I really like Cascade & Centennial, just planted 1 of each! 
I have really enjoyed using flaked corn in my brews, adds a sweetness.
What was the final ABV%?


----------



## wineinmd (Apr 28, 2015)

Looks good. I like the SodaStream idea. Mine is just sitting in the basement with a little CO2 left in the tank. I might give that a shot on my next batch. 

Any particular reason you mashed for 70 minutes? Conversion was probably done well before that. I know people boil pilsner malts for longer than 60 minutes to help drive off DMS precursor, but I've never heard of mashing for longer than 60 minutes.

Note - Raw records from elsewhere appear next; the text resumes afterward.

PR #97, opened 2018-10-12
Load app plugins through entrypoint

Zeniuus:
Detect app plugins through entrypoint, not by scanning modules in `BACKEND_EXTENSIONS`.

Users can disable installed app plugins through `--disable-plugins` cli option.

### DIFF
--- a/src/ai/backend/gateway/server.py
+++ b/src/ai/backend/gateway/server.py
@@ -334,7 +334,7 @@ async def server_main(loop, pidx, _args):
         subapp_mod = importlib.import_module(pkgname, 'ai.backend.gateway')
         init_subapp(getattr(subapp_mod, 'create_app'))
 
-    app_plugin_entry_prefix = 'backendai_app_v10'
+    app_plugin_entry_prefix = 'backendai_webapp_v10'
     if app['config'].disable_plugins:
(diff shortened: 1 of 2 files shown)


src/ai/backend/gateway/server.py
```diff
@@ -331,6 +328,23 @@ def _get_legacy_handler(handler, app, api_version):
                 handler = _get_legacy_handler(r.handler, subapp, version)
                 app.router.add_route(r.method, legacy_path, handler)
 
+    for pkgname in subapp_pkgs:
+        if pidx == 0:
+            log.info('Loading module: %s', pkgname[1:])
+        subapp_mod = importlib.import_module(pkgname, 'ai.backend.gateway')
+        init_subapp(getattr(subapp_mod, 'create_app'))
+
+    app_plugin_entry_prefix = 'backendai_app_v10'
```
achimnol: Though the code uses simply "app" to represent `aiohttp.web.Application`, I think it's better to use `backendai_webapp_v10` here to distinguish this with other types of apps that might be added in the future.
Just a little more clarification. :wink:

Zeniuus: Thank you for the feedback!

By the way, is there any reason for using "version 10"?

PR #108, opened 2018-10-29
Support dual docker registry

Zeniuus:
Pull request for [lablup/backend.ai-agent#82](https://github.com/lablup/backend.ai-agent/issues/82).

How to select registry: (in order of higher priority)
1. Registry specified by 'lang' params in POST /kernel/create request
2. Registry specified when starting manager
3. Default registry, 'lablup'


Zeniuus:
I've updated alembic revision file! I missed that resizing length limit of String col is not automatically detected.

Also, I fixed a bug that registry name with two or more `/` does not work.

@achimnol

Issue #106, opened 2018-10-27
Freeze mode for maintenance


achimnol:
Let's add a freeze mode which can be activated by a manager CLI command for maintenance.
In the freeze mode, the following operations are prohibited:
* Creation of new kernels
* Creation/modification of users & keypairs
* Creation/modification of virtual folders
* (Future) Creation/modification of user policies & scaling-groups

Existing kernel sessions are still executed and users can interact with them.

If `--wait` option is given to the command, let the command to wait until there is no running sessions and return.

* [x] Add a new API exception `ServerFrozen` which inherits `HTTPServiceUnavailable`
* [x] Add a new API endpoint to check if the server is frozen, which returns a simple JSON like `{"status": "frozen" | "running", "active_sessions": 0}`.
  - Checking the frozen status from the etcd should be done once every 30 seconds.
    - [x] Extend the config server to provide a frozen checker method, which uses `aiotools.lru_cache` with 30-sec expiration.
    - [ ] TODO: Could we make a distributed agreement procedure to ensure that all threads/instances of the gateway are actually frozen? (maybe counting the number of frozen threads using atomic updates of etcd values)
* [x] Add a new manager CLI command to `freeze` and `unfreeze`, which stores a boolean status in the etcd.
  - [x] Let the command to wait until the frozen-status API endpoint to return "frozen" status by periodic polling (e.g., on every 3 seconds).
  - [x] If `--wait` option is given, further wait until the value of `"active_sessions"` becomes zero.
* [ ] Change the admin mutation APIs and REST APIs that incurs the operations mentioned above to return `ServerFrozen` error if the server state is frozen, using the config server method written above.

achimnol:
Let's also add another boolean option to *force kill* all running sessions: `--force-kill`.

PR #109, opened 2018-10-30
Freeze mode for manager

Zeniuus:
Pull request for #106.

I ensure all managers share same frozen status by `AsyncEtcd::watch`ing same key in all manager processes. When update of 'manager/status' key in etcd server is detected, each process expires its `ConfigServer::get_manager_status` cache.


src/ai/backend/gateway/manager.py
```diff
@@ -0,0 +1,128 @@
...
+log = BraceStyleAdapter(logging.getLogger('ai.backend.gateway.manager'))
+
+
+class ManagerStatus(enum.Enum):
+    RUNNING = 'running'
+    FROZEN = 'frozen'
+
+    @classmethod
+    def is_member(cls, value):
+        return any(value == item.value for item in cls)
```
achimnol: I think this is an unncessary boilerplate.
We can check this membership by checking if `ManagerStatus(some_string)` raises `ValueError` or not.

src/ai/backend/gateway/manager.py
```diff
@@ -0,0 +1,128 @@
...
+    def wrapper(handler, gql=False):
+
+        @functools.wraps(handler)
+        async def _wrapped(request):
+            if gql:
+                # Check if server is frozen only for mutation queries.
+                try:
+                    params = await request.json()
+                    query = params['query']
+                    if not query.startswith('mutation'):
```
achimnol: This looks dangerous because a single GraphQL query may contain multiple queries and mutations in an arbitrary order.
Could we use graphene or its dependencies to check if the query actually contains any mutation?

src/ai/backend/gateway/exceptions.py
```diff
@@ -134,6 +134,11 @@ class InstanceNotAvailable(web.HTTPServiceUnavailable, BackendError):
     error_title = 'There is no available instance.'
 
 
+class ServerFrozen(web.HTTPServiceUnavailable, BackendError):
+    error_type  = 'https://api.backend.ai/probs/server-frozen'
+    error_title = 'The server is in frozen status.'
```
achimnol:
```suggestion
    error_title = 'The server is in frozen due to maintenance. Please try again later.'
```

tests/gateway/test_manager.py
```diff
@@ -0,0 +1,169 @@
...
+from ai.backend.manager.cli.etcd import put
+
+
+def test_manager_status_is_member():
+    assert ManagerStatus.is_member('running')
+    assert ManagerStatus.is_member('frozen')
+    assert not ManagerStatus.is_member('freeze')
+    assert not ManagerStatus.is_member('stop')
+    assert not ManagerStatus.is_member('terminated')
+    assert not ManagerStatus.is_member('')
```
achimnol: As commented in src/ai/backend/gateway/manager.py, this is unnecessary.

src/ai/backend/gateway/manager.py
Zeniuus: OK, I'll try to find related APIs!

Zeniuus:
Updated codes as you reviewed, and added `--force-kill` option.

@achimnol

achimnol:
Ooops, I missed that `admin_required` is missing in `update_manager_status()` API handler in the new `src/ai/backend/gateway/manager.py`.
Only admins can freeze the server!

Issue #105, opened 2018-10-26
Auto-detection and auto-initialization of Docker Swarm cluster


achimnol:
To implement private overlay networks for compute session with multiple bundled containers (#32), the manager also needs a local docker daemon and this daemon must be the master of a swarm cluster.

* [ ] Detect if the docker swarm cluster is initialized already or not.
  - [ ] If not, automatically initialize it.
    - [ ] To prevent unintended service interruptions, the manager node should be exempted from running containers in the swarm (i.e., "manager-only node"), though Backend.AI manages the container lifecycles.
* [ ] (For each scaling group:) Store the swarm master address and the swarm token to the etcd.
* [ ] Let the agent make their docker daemons to detect & join the swarm cluster when starting up using the config stored in the etcd.

Reference:
* https://docs.docker.com/engine/swarm/admin_guide/

Relevance to the scaling group:
* Each scaling group corresponds to a single Swarm cluster (if it is a standard Backend.AI scaling groups, instead of proxy-plugin to 3rd-party batch job schedulers).
* Since only one Docker daemon can run on a single Backend.AI manager node, the default scaling group may have the Swarm manager running along with the Backend.AI manager on the same node, but other additional scaling groups should have their own Swarm manager nodes separately.

achimnol:
We decided to use classic-mode swarm for stability.
Replaced with lablup/backend.ai#78.

Issue #32, opened 2017-04-07
Bundled containers for a kernel session


achimnol:
For large-scale computations, sometimes we need to run multiple containers on different hosts for resource aggregation and distributed/parallel processing.

In the past, this was very difficult to implement because Docker's networking was limited to mounting a container to another via an hostname alias (`--link`). Now, it's 2017, and Docker offers a nice distributed coordination called "Swarm".

Docker Swarm uses the Raft algorithm to share node information and any new Docker daemon can join to an existing Swarm via host:port and a secret token. Once joined, their containers can be connected to volatile overlay networks created and destroyed at runtime.

Let's try this and support multi-container distributed computing!

PR #115, opened 2018-11-18
Multi-container sessions

achimnol:
PR for #32. Assuming that #105 is done (either manually configured or implemented).

 * A multi-container session consists of a `master` kernel and many `worker` kernels.
 * The kernels reside in the same overlay network managed by Docker Swarm.

**NOTE:** You must have the Docker daemon installed in the manager node as well (which was not a requirement previously!) and all agents should join to the swarm cluster hosted by the manager.

TODOs:
* [x] Create/delete multi-container sessions with role = "master" / "worker"
  - Since `sess_id` can be reused, I introduced a new `bundle_id` field that plays as the unique key for the session. So we have three different identifiers:
    - `sess_id` – represents client-side view of a session (`get_or_create` API reuses existing session if the same session ID is given again while it's running.)
    - `bundle_id` – corresponds to a specific launch of session
    - `kernel_id` – corresponds to a container (`container_id`)
* [x] Create/delete overlay networks attached to the sesison
  - [ ] Need to fix "network is in used by task" error intermittently happening when session clean up
* [ ] Differentiate master/worker images for a single kernel (e.g., Hadoop namenode/datanode)
* [ ] Make a way to specify master/worker commands separately for the execute API


achimnol:
Observe problem:

* After observing the following error when destroying a network, next session launches with multiple containers does not work -- the container creation hangs and time-out is reported by the docker. 
```
Traceback (most recent call last):
  File "/Users/joongi/Projects/Lablup/backend.ai/manager/src/ai/backend/gateway/kernel.py", line 175, in kernel_terminated
    await app['registry'].mark_kernel_terminated(kernel_id)
  File "/Users/joongi/Projects/Lablup/backend.ai/manager/src/ai/backend/manager/registry.py", line 1024, in mark_kernel_terminated
    await network.delete()
  File "/Users/joongi/.pyenv/versions/3.6.7/envs/venv-bai-manager/lib/python3.6/site-packages/aiodocker/networks.py", line 36, in delete
    method="DELETE",
  File "/Users/joongi/.pyenv/versions/3.6.7/envs/venv-bai-manager/lib/python3.6/site-packages/aiodocker/docker.py", line 166, in _query
    json.loads(what.decode('utf8')))
aiodocker.exceptions.DockerError: DockerError(400, 'rpc error: code = FailedPrecondition desc = network 15visbccz249mg1yrawcz3b76 is in use by task pmoztbno276poxphdkw0zedcp')
```

achimnol:
Maybe netwok removal errors are related to this issue: https://github.com/moby/moby/issues/31068

achimnol:
We also need to find workarounds for errors happening when creating two or more overlay networks: https://github.com/moby/moby/issues/35888

achimnol:
We decided to implement a "single-node multi-container" scenario first, with an architecture extensible to "multi-node multi-conatiner". Some of codes in this PR will be merged to #217.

Good call on getting the grains milled twice for BIAB. You'll get faster and more complete conversion that way.


----------



## BernardSmith (Apr 28, 2015)

I thought 90 minutes was often suggested as the mash time with Pilsner malts to reduce DMS precursors


----------



## wineinmd (Apr 28, 2015)

BernardSmith said:


> I thought 90 minutes was often suggested as the mash time with Pilsner malts to reduce DMS precursors


That's the boil time and not mash time.


----------



## BernardSmith (Apr 28, 2015)

Arrggghhh! Sorry.. brain spasm...


----------



## Robust-RN (May 7, 2015)

This was my first ever batch of beer and a recipie I made up. The extra mash time was my way of making sure I had converted enough starches, I didn't have any iodine in the house to test with. The mash temp was taken from several brew videos I had watched, not sure now who had done them to give credit. The extra 10 mins boil time was to reduce the volume a little more because my preboil SG wasn't as high as I wanted it....the finished ABV is about 4.5%.
The beer has now carbonated in the bottle....I used brown 16oz swing tops. And I am very happy with the results. I will brew this again soon......I am sure I had a good dose of beginners luck.


----------



## wineinmd (May 7, 2015)

Robust-RN said:


> This was my first ever batch of beer and a recipie I made up. The extra mash time was my way of making sure I had converted enough starches, I didn't have any iodine in the house to test with. The mash temp was taken from several brew videos I had watched, not sure now who had done them to give credit. The extra 10 mins boil time was to reduce the volume a little more because my preboil SG wasn't as high as I wanted it....the finished ABV is about 4.5%.
> The beer has now carbonated in the bottle....I used brown 16oz swing tops. And I am very happy with the results. I will brew this again soon......I am sure I had a good dose of beginners luck.


Awesome. Congrats!

For BIAB, you'll be surprised how quickly conversion takes place. Some people advocate for a 30 minute mash or less if the grains are milled into a near-flour. 

You listed a 70 minute mash time and a 60 minute boil. Were those numbers reversed? If so, what you did makes sense. 

Mash temperature can have a big impact on the finished product and is dependent on what characteristics you are looking for. It might be worth looking into if you are interested in doing other styles. 158 might not be appropriate.

As long as you are attentive to the process and understand why you did what you did, it isn't luck. Good practices make good product.


----------



## Robust-RN (May 8, 2015)

This was my first ever batch of beer. I got the temp for the mash from a couple of videos I had watched but don't remember who posted them to give credit. The extended mash time was my way of insuring I had converted enough of the starches. I am certain that I had a fair amount of beginners luck on my side but I am more than pleased with the results....I bottled the beer in 16oz swing tops and it is now carbonated on its own. Abv is around 4.5%


----------